DIRECTIONS: Within the listing below, how many lines contain the word "cgroups"? Answer with the number only.

COLLECTED MATERIAL:
*** Block opens ***

PR #820, opened 2025-03-29
cgroups: refactor cgroups

navi-desu:
add a deprecation warning for cgroups v1, and rework rc-cgroups.sh into cgroups.sh with an api focused on cgroups v2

*** Block closes ***

RESULT OF THE TASK: 2